[Start of section]

PR #233, opened 2020-11-19
Add Mark All as Seen functionality

flynn1999:
serviceFacades has the API function call added, notifications menu sets unSeenCount as 0 by making POST request, resets badge value and sets seen value of all notifications as true to change CSS after re-render.

I needed advice on how to get rid of es-lint error of having the unused variable isMarked from line 136. As of have a `console.log` to overcome it. So it will need changing before merge.

### DIFF
--- a/src/components/notifications/NotificationsMenu.js
+++ b/src/components/notifications/NotificationsMenu.js
@@ -7,9 +7,8 @@ import classnames from "classnames";
 import {
     getNotifications,
     markAllSeen,
-    NOTIFICATIONS_MARK_ALL_SEEN_KEY,
     NOTIFICATIONS_MESSAGES_QUERY_KEY,
-} from "serviceFacades/notifications";
+} from "../../serviceFacades/notifications";
 import { useTranslation } from "../../i18n";
 import ids from "./ids";
 import NotificationStyles from "./styles";
@@ -133,7 +132,6 @@ function NotificationsMenu(props) {
 
     const handleMarkAllAsSeenClick = () => {
         markAllSeenMutation();
-        setAllNotificationsSeen();
         handleClose();
     };
 
@@ -170,23 +168,19 @@ function NotificationsMenu(props) {
         },
     });
 
-    const [markAllSeenMutation] = useMutation({
-        queryKey: NOTIFICATIONS_MARK_ALL_SEEN_KEY,
-        queryFn: markAllSeen,
-        config: {
-            onSuccess: () => {
-                setAllNotificationsSeen();
-            },
-            onError: (error) => {
-                console.log("Error marking all notifications as Seen");
-                // *** Will add this after understanding HOC better. ***
-                // showErrorAnnouncer(
-                //     t("errorMarkAsSeen", {
-                //         count: notifications.length,
-                //     }),
-                //     error
-                // );
-            },
+    const [markAllSeenMutation] = useMutation(markAllSeen, {
+        onSuccess: () => {
+            setAllNotificationsSeen();
+        },
+        onError: (error) => {
+            console.log("Error marking all notifications as Seen");
+            // *** Will add this after understanding HOC better. ***
+            // showErrorAnnouncer(
+            //     t("errorMarkAsSeen", {
+            //         count: notifications.length,
+            //     }),
+            //     error
+            // );
         },
     });
 
--- a/src/components/notifications/NotificationsMenu.js
+++ b/src/components/notifications/NotificationsMenu.js
@@ -118,7 +118,13 @@ function InteractiveAnalysisUrl(props) {
 }
 
 function NotificationsMenu(props) {
-    const { setUnSeenCount, notificationMssg, setAnchorEl, anchorEl } = props;
+    const {
+        setUnSeenCount,
+        notificationMssg,
+        setAnchorEl,
+        anchorEl,
+        showErrorAnnouncer,
+    } = props;
     const [notifications, setNotifications] = useState([]);
     const [error, setError] = useState();
     const classes = useStyles();
@@ -173,14 +179,7 @@ function NotificationsMenu(props) {
             setAllNotificationsSeen();
         },
         onError: (error) => {
-            console.log("Error marking all notifications as Seen");
-            // *** Will add this after understanding HOC better. ***
-            // showErrorAnnouncer(
-            //     t("errorMarkAsSeen", {
-            //         count: notifications.length,
-            //     }),
-            //     error
-            // );
+            showErrorAnnouncer(t("errorMarkAsSeen"), error);
         },
     });
 
--- a/src/components/notifications/NotificationsMenu.js
+++ b/src/components/notifications/NotificationsMenu.js
@@ -18,6 +18,7 @@ import NavigationConstants from "common/NavigationConstants";
 
 import ExternalLink from "components/utils/ExternalLink";
 import ErrorTypographyWithDialog from "components/utils/error/ErrorTypographyWithDialog";
+import withErrorAnnouncer from "../utils/error/withErrorAnnouncer";
 
 import { build } from "@cyverse-de/ui-lib";
 import {
@@ -349,4 +350,4 @@ function NotificationsMenu(props) {
     );
 }
 
-export default NotificationsMenu;
+export default withErrorAnnouncer(NotificationsMenu);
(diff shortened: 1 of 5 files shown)


src/components/notifications/NotificationsMenu.js
```diff
@@ -149,6 +133,57 @@ function NotificationsMenu(props) {
...
+        );
+    };
+
+    const handleClose = () => {
+        setAnchorEl();
+    };
+
+    const handleMarkAllAsSeenClick = () => {
+        // set badge value as 0.
+        setUnSeenCount(0);
```
sri2k1us, line 173: We should reset this count only after calling the service and getting a success response. Right now I get `404` for `/api/notifications/mark-all-seen` cos the corresponding handler in `/src/server/api/notifications.js` is missing.

src/components/notifications/NotificationsMenu.js
```diff
@@ -149,6 +133,57 @@ function NotificationsMenu(props) {
...
+                // showErrorAnnouncer(
+                //     t("errorMarkAsSeen", {
+                //         count: notifications.length,
+                //     }),
+                //     error
+                // );
+            },
+        },
+    });
+
```
sri2k1us, line 155: 2 issues:
- I don't think you can de-structure `isMarked` or a random variable from useQuery. Please refer https://react-query.tanstack.com/docs/api to find out what values are returned by the `useQuery`.
- This query is now running (although failing) any time sonora is viewed. This should only run when a user click `Mark All as Read` button. To do this, you should enable this query from `handleMarkAllAsSeenClick` function. Please refer to the `api` page I linked above more info.

sri2k1us (changes requested):
Good Start but as of now this code doesn't work. I suggest you test the functionality you are developing in Storybook and Dev. environment. As of the lint issue, `isMarked` is an unused variable so you get warning but refer to my comments on what variable you can de-structure from `useQuery`. `isMarked` is NOT returned by `useQuery`.

src/components/notifications/NotificationsMenu.js
ash3rz: I see based on what you've commented out that you've been referencing some of Paul's code for marking a selection of notifications as seen:
https://github.com/cyverse-de/sonora/blob/9293b3c2de6f39d2ed96fa107afc2055ac10b60e/src/components/notifications/listing/index.js#L95-L109

The really big difference that you're missing (it's easy to miss, the differences are slight, and I also missed this during our Zoom chat, sorry) is that you're using `useQuery` and if you look carefully you'll see Paul is using `useMutation`.  `useQuery` is appropriate only for `GET` requests where you are only fetching or reading information.  
In Paul's case, and in your case as well, you're not just reading information, you're modifying data with a `POST` request.  For these types of requests, you must use `useMutation` which operates a little differently than `useQuery`. See docs [here](https://react-query.tanstack.com/docs/guides/mutations).

I think you'll find if you review the docs carefully and Paul's code, you'll be able to accomplish what Sriram mentioned above where this call needs to only trigger after an action (clicking on a button) occurs.

src/components/notifications/NotificationsMenu.js
```diff
@@ -149,6 +133,57 @@ function NotificationsMenu(props) {
...
+    const setAllNotificationsSeen = () => {
+        console.log(isMarked);
+        setNotifications(
+            notifications?.map((item) => {
+                const tempItem = item;
+                tempItem.seen = true;
+                return tempItem;
```
ash3rz, line 162: It looks like `tempItem` is meant to be a copy, and this isn't quite right.  I'm sure in your CS classes you've come across or will very soon come across the idea of copying by value or copying by reference.  Javascript will copy an object, like `item` in this case, by reference.  

[Here](https://attacomsian.com/blog/javascript-clone-objects) is an article I found real quick that will explain why this is incorrect and some methods for doing it correctly.  We prefer the `spread` method, which is mentioned in that article, and I would suggest you use that here. Understanding destructuring and the spread syntax will be key in understanding a lot of our code base.

src/components/notifications/NotificationsMenu.js
ash3rz: I think I may have helped cause some confusion here 😖 .  The other day he asked me if an API call failing was expected and in the screenshot was the error page for `/api/bootstrap`.  I said that the bootstrap endpoint is expected to fail because iRods was currently down because I thought that's what he was asking me and I think he took my response as his API call is expected to fail. Sorry Flynn!

ash3rz (changes requested):
Good start, and sorry about confusion/miscommunication on some of the things here, but you're really close and only need a few more changes 👍

src/components/notifications/NotificationsMenu.js
sri2k1us: Good catch. This should indeed use `useMutation`.

flynn1999:
> Good start, and sorry about confusion/miscommunication on some of the things here, but you're really close and only need a few more changes 👍

It's fine. I should have tested it on dev more but since it was down was down, I thought it was working. I'll make sure to set aside dedicated time for testing. 
These documentations are helpful. Thank you Ashley and Sriram.

flynn1999:
Still needs testing but I've made the necessary changes. Will update on Tuesday.

src/components/notifications/NotificationsMenu.js
ash3rz: I think you said you hadn't tested this yet, but if it doesn't work, I believe you're still missing a few refactors for switching over to `useMutation`.  The [api reference](https://react-query.tanstack.com/docs/api#usemutation) might make these differences a little more clear than the guide docs that I linked earlier.  You can also review Paul's code.

src/components/notifications/NotificationsMenu.js
```diff
@@ -149,6 +133,56 @@ function NotificationsMenu(props) {
...
+        setUnSeenCount(0);
+    };
+
+    const handleClose = () => {
+        setAnchorEl();
+    };
+
+    const handleMarkAllAsSeenClick = () => {
+        markAllSeenMutation();
+        setAllNotificationsSeen();
```
ash3rz, line 173: Having `setAllNotificationsSeen()` get called here when the user clicks the `Mark All As Seen` button means that this will trigger even if the API call to set all notifications as seen fails.  I don't think you need this here - having the call in `onSuccess` like you already have should be sufficient.

ash3rz:
I did a quick checkout of your branch, ran it locally, and I believe all the features requested are in place 🎉 
One last thing that'll help us get the green light on your PR is to fix your branch.  For some reason, it says you have 100+ commits and 100+ files changed.  There may have been something that went wrong during a rebase?

src/components/notifications/NotificationsMenu.js
```diff
@@ -163,6 +174,26 @@ function NotificationsMenu(props) {
         },
     });
 
+    const [markAllSeenMutation] = useMutation(markAllSeen, {
+        onSuccess: () => {
+            setAllNotificationsSeen();
+        },
+        onError: (error) => {
+            showErrorAnnouncer(t("errorMarkAsSeen"), error);
```
ash3rz, line 182: You've got the right idea that `showErrorAnnouncer` is a prop that gets passed to your component. The one thing you're missing is how your component gets that prop. Reviewing how HOCs work, the [code for our error HOC](https://github.com/cyverse-de/sonora/blob/master/src/components/utils/error/withErrorAnnouncer.js), and how other components are using that `withErrorAnnouncer` code should help.

flynn1999: I think it should be correct now. I tested it by substituting the `onError` part with `onSuccess` and commenting out the original `onSuccess` and clicking Mark All As Seen in dev.

image

ash3rz: Excellent!  

This is one way to test in dev sort of on the fly.  Another way you could test that might be faster and wouldn't require you to switch code back and forth is by using Storybook.  

If you recall, you're able to mock API calls in Storybook using [axios-mock-adapter](https://github.com/ctimmerm/axios-mock-adapter).  So far, we've mocked our API calls to always be successful by returning HTTP 200 and then providing a response with mock data.  

You can also test out your component by returning an unsuccessful response back.  There are examples in that mock axios repo and [here's](https://github.com/cyverse-de/sonora/blob/master/stories/notifications/Listing.stories.js) an example in our repo that Paul did for his portion of Notifications.  In this case, this story wanted an error to always show up the first time you try to mark a notification as seen, but then succeed after that, so when you run the story you can see both branches of pass/fail logic.

ash3rz: Also, minor thing - since the text on the button says `Mark All as Read`, I would change the language here in the error message to match that: `Unable to mark notifications as read`

ash3rz (approved):
LGTM :shipit: 
Nice work! 🎉

sri2k1us (approved):
LGTM :shipit: 🎉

[End of section]

## What needs to be done
Output, exactly and in full, the lines from the start of the entries above through the line that contains "serviceFacades has the".

## Task result
PR #233, opened 2020-11-19
Add Mark All as Seen functionality

flynn1999:
serviceFacades has the API function call added, notifications menu sets unSeenCount as 0 by making POST request, resets badge value and sets seen value of all notifications as true to change CSS after re-render.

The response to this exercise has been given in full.